Miró otra vez las películas, dudando por un momento al mirar las correspondientes al extremo inferior del esófago. Luego gruñó, dejó el micro, recogió las radiografías y las metió en un sobre marrón donde figuraba el nombre de Edward. No era la mejor serie de gastrointestinal del mundo, pero Carol, la técnica, era nueva. Sin embargo, tenía talento, y pronto sería buena.

Arthur sacó el sobre nuevo, cogió las dos radiografías de arriba y las colocó sobre la pantalla. Recogió el micro y prosiguió su dictado con la misma voz monótona.

—Joan Hendricks, setenta y dos años, radiografías de torso posteroanterior...

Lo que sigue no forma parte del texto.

PR #464, opened 2016-03-16
CXX-872 - stream customization

hanumantmk:
Adds an example for adapting iterator pairs to the stream api

### DIFF
--- a/examples/bsoncxx/CMakeLists.txt
+++ b/examples/bsoncxx/CMakeLists.txt
@@ -24,6 +24,7 @@ set(BSONCXX_EXAMPLES
     builder_core.cpp
     builder_basic.cpp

Para cuando Liz y Edward llegaron a casa, el doctor Montefiore ya había llamado al doctor Davis, y el doctor Davis había llamado a Greg con la noticia de que Edward teñía una úlcera de estómago. Greg sabía que era poco frecuente a esa edad, pero no imposible. El tratamiento consistiría en antiácidos y una dieta adecuada, y si eso no funcionaba, probarían con los llamados inhibidores Hz, que prevenían la formación de ácido en el estómago. El doctor Davis le recordó a Greg el viejo aforismo de la escuela médica: «Sin ácido no hay úlcera», y sugirió que Edward debía hacerse una endoscopia. Mirarle el estómago a través de un tubo flexible les daría una idea más aproximada de lo que estaba pasando.

Así que Edward no comió lasaña, que le encantaba, sino arroz y pescado hervido, que no le gustaban en absoluto. El único que lo encontró divertido fue Douglas.